### Goal of the exercise
In the entries that follow, how many lines include "document"? Give the number and nothing else.

[Dataset entries]
- - - -

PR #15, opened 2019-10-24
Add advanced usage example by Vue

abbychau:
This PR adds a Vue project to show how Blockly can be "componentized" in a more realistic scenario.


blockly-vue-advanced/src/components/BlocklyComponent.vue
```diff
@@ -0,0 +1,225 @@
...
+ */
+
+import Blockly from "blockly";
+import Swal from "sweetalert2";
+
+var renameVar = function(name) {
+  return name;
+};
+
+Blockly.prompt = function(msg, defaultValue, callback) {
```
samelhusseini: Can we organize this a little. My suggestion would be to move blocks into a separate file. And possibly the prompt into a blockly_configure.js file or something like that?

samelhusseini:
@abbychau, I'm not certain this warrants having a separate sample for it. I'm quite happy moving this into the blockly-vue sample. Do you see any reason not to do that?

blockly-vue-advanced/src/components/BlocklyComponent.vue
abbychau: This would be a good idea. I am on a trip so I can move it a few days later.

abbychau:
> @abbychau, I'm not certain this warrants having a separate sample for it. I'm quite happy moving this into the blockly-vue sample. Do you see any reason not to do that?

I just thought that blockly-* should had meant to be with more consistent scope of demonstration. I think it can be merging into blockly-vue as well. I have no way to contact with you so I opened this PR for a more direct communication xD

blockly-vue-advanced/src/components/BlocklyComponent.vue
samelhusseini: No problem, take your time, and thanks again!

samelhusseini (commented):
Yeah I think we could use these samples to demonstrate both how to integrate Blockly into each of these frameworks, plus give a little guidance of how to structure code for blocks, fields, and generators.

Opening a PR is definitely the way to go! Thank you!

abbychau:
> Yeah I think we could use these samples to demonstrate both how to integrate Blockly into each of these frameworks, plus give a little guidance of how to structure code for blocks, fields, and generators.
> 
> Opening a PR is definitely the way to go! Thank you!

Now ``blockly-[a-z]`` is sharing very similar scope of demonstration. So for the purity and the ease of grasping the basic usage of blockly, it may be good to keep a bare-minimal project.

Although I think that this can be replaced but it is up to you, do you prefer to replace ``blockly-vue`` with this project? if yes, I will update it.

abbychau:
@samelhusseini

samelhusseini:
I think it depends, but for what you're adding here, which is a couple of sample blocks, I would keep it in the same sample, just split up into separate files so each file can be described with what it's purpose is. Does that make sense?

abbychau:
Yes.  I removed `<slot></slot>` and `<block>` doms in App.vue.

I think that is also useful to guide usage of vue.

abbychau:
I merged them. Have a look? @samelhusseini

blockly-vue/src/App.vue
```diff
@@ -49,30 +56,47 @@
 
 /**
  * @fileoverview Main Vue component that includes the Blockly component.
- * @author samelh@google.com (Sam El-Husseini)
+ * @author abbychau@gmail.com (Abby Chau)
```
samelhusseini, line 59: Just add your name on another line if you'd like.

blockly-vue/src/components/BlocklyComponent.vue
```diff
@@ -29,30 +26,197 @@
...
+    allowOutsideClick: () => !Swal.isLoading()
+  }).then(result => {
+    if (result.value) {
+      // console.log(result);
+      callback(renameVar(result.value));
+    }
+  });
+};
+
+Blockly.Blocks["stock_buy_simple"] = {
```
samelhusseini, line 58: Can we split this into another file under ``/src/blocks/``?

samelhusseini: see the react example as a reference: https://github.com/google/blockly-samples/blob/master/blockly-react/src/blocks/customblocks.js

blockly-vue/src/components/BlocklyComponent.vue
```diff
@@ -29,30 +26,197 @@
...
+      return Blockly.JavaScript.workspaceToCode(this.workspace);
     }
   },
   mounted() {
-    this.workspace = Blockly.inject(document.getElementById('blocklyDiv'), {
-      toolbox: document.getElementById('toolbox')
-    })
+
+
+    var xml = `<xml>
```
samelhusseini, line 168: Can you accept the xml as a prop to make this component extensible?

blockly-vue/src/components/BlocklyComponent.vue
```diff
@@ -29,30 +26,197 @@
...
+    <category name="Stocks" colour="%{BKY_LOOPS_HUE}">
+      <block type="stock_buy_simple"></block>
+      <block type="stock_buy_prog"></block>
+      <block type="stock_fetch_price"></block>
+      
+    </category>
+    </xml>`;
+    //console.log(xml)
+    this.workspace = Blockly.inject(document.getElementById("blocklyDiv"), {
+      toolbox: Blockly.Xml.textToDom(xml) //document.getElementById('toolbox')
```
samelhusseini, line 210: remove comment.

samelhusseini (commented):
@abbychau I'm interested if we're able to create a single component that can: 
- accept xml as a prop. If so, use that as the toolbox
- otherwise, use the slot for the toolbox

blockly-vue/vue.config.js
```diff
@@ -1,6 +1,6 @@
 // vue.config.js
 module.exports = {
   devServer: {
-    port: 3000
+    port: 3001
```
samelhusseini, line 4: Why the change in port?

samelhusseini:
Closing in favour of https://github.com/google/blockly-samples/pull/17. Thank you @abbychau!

- - - -

### Solution to the exercise
4